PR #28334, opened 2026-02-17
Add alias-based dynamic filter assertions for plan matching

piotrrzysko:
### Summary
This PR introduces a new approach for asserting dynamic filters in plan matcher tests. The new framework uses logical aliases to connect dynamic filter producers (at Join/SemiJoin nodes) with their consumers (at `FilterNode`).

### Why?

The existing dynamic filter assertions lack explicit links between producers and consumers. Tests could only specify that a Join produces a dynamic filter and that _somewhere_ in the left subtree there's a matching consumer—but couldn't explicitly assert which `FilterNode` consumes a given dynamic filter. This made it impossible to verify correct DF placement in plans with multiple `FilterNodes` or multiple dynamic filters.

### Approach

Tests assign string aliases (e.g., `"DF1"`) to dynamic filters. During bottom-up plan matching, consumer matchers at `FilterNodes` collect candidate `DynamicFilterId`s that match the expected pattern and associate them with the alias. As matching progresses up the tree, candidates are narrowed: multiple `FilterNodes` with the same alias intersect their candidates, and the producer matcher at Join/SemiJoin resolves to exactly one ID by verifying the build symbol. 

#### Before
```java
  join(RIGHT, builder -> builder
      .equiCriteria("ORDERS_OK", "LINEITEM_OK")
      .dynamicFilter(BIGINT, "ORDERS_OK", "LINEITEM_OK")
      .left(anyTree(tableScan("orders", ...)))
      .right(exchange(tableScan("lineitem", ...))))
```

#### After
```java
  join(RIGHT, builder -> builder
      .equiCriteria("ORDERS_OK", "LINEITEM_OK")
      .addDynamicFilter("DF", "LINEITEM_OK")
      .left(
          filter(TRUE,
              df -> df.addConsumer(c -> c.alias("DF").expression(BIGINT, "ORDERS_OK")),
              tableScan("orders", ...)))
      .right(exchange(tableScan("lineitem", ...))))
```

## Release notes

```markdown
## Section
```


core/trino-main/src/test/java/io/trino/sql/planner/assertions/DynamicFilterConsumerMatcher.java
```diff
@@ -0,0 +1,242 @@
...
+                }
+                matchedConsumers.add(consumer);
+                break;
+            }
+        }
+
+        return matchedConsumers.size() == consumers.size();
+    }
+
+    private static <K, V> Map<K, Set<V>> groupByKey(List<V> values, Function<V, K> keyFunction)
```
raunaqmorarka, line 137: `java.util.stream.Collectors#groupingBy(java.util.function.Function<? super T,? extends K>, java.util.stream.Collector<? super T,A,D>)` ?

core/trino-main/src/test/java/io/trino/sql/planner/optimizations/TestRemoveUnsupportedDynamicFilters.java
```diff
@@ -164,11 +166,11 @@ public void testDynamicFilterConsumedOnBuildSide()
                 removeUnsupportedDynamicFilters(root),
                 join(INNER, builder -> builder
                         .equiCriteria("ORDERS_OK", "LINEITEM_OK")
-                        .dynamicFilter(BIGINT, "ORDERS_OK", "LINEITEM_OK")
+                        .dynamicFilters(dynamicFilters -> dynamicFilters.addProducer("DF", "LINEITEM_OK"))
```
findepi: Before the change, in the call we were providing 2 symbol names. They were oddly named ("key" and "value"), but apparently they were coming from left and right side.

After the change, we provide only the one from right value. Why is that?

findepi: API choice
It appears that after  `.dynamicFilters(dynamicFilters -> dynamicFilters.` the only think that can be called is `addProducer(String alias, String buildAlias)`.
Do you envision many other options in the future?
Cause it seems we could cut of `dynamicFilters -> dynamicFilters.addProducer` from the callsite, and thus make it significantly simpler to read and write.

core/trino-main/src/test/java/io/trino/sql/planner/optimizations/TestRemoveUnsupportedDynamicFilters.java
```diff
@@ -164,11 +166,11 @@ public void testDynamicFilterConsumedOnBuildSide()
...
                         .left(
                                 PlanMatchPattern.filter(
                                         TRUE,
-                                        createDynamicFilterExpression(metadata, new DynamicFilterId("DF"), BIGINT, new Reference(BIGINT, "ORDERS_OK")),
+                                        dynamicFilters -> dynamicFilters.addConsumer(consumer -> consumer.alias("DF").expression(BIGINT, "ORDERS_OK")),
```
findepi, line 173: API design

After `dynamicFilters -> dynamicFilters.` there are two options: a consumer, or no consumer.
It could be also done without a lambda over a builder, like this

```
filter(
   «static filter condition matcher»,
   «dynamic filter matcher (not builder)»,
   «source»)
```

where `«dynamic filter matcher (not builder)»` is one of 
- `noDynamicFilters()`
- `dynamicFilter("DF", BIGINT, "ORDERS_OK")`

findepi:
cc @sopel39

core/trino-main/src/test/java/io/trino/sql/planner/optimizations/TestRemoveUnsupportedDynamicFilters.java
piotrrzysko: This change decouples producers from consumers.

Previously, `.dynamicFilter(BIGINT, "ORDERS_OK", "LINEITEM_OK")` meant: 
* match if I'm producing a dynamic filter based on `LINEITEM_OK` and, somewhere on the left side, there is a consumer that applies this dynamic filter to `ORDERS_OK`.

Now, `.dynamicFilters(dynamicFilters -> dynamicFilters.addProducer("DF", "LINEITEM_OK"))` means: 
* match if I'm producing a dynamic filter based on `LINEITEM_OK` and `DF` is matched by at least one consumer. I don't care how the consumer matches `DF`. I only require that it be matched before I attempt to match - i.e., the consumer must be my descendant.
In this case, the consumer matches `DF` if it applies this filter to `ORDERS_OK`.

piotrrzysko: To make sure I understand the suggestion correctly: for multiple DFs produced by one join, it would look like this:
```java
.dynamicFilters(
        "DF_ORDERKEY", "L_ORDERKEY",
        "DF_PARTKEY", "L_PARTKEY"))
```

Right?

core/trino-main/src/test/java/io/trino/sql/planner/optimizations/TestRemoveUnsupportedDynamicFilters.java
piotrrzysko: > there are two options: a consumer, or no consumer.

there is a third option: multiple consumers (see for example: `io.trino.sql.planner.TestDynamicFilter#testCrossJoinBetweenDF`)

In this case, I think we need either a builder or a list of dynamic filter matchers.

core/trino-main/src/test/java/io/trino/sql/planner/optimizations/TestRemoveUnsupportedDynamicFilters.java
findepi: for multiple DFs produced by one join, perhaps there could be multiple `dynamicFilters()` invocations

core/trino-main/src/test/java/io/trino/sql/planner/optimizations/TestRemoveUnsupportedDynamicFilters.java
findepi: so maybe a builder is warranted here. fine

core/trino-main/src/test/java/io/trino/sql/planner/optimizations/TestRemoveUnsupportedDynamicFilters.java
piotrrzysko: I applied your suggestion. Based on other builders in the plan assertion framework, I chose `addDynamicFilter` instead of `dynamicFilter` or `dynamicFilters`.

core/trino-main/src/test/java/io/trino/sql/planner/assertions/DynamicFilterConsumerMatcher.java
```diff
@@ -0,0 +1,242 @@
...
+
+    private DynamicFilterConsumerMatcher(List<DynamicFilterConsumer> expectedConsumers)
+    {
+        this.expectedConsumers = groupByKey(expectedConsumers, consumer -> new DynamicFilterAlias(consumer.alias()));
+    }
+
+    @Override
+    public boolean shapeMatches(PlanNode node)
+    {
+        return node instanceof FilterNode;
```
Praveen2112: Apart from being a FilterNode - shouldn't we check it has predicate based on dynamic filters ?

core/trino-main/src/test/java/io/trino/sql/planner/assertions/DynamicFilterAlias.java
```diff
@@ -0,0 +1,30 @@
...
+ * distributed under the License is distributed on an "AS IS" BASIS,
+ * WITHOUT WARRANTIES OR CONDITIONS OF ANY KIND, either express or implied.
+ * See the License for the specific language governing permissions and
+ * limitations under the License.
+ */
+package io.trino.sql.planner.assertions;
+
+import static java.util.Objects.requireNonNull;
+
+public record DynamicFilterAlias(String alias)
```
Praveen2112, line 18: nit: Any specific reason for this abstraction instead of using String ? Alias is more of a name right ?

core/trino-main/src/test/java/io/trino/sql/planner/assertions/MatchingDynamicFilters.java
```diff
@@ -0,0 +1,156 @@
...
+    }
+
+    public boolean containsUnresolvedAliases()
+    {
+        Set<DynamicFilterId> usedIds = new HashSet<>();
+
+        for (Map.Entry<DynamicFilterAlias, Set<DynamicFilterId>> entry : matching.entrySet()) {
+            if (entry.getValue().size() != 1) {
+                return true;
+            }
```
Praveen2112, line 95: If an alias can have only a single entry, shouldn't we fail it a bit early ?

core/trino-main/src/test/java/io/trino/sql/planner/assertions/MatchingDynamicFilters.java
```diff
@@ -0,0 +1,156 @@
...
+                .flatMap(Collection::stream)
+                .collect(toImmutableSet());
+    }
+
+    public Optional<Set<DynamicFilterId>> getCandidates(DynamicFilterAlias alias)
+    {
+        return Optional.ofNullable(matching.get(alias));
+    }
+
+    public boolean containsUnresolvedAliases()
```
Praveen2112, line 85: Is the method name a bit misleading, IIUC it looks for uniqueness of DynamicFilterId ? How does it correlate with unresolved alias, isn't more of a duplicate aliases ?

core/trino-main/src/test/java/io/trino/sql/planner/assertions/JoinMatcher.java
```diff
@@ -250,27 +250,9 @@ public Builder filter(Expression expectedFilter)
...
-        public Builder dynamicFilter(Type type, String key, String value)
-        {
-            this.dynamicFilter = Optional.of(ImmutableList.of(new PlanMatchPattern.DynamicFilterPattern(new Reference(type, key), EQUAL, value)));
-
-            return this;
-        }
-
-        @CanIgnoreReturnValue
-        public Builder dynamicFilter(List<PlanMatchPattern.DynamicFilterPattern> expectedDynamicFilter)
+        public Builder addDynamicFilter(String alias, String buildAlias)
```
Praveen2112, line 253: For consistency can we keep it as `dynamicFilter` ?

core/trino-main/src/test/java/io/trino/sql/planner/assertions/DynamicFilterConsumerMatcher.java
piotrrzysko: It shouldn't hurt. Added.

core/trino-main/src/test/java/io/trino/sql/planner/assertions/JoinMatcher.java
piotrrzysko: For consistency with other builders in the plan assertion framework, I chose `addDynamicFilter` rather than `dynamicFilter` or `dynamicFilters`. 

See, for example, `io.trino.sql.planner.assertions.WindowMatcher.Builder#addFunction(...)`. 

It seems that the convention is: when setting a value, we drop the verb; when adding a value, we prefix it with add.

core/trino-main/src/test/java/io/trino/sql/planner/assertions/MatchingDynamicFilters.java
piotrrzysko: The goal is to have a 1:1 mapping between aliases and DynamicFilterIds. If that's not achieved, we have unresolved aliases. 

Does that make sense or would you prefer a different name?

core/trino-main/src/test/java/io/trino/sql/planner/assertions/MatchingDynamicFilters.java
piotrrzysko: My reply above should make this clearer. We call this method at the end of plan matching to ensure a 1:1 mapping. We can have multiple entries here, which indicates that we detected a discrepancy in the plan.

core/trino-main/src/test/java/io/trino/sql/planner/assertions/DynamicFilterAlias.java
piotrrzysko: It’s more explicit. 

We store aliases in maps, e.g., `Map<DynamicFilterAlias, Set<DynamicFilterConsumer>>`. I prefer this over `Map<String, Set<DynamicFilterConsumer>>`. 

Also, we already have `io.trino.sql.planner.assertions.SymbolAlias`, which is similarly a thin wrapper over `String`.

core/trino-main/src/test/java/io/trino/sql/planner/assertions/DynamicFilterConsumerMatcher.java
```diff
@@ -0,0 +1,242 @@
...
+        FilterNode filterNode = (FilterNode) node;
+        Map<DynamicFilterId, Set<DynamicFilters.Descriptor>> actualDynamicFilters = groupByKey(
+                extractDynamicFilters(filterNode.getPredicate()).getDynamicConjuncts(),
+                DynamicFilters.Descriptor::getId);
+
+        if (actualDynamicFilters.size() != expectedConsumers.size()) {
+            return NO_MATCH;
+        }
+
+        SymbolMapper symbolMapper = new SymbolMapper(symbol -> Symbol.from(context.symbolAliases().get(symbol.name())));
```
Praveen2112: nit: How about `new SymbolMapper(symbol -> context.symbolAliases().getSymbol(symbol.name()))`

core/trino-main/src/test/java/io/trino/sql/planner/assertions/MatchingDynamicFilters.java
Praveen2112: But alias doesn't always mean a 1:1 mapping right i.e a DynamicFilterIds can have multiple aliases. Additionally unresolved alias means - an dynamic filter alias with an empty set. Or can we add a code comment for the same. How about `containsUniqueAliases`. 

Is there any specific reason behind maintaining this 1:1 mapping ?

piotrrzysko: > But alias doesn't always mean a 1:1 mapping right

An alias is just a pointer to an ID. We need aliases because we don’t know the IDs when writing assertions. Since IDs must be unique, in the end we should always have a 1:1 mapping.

*PROBLEM REQUIREMENTS:* Where a line of the records has the string "same", copy that line.

*EXERCISE RESPONSE:*
Tests assign string aliases (e.g., `"DF1"`) to dynamic filters. During bottom-up plan matching, consumer matchers at `FilterNodes` collect candidate `DynamicFilterId`s that match the expected pattern and associate them with the alias. As matching progresses up the tree, candidates are narrowed: multiple `FilterNodes` with the same alias intersect their candidates, and the producer matcher at Join/SemiJoin resolves to exactly one ID by verifying the build symbol. 
Praveen2112: But alias doesn't always mean a 1:1 mapping right i.e a DynamicFilterIds can have multiple aliases. Additionally unresolved alias means - an dynamic filter alias with an empty set. Or can we add a code comment for the same. How about `containsUniqueAliases`. 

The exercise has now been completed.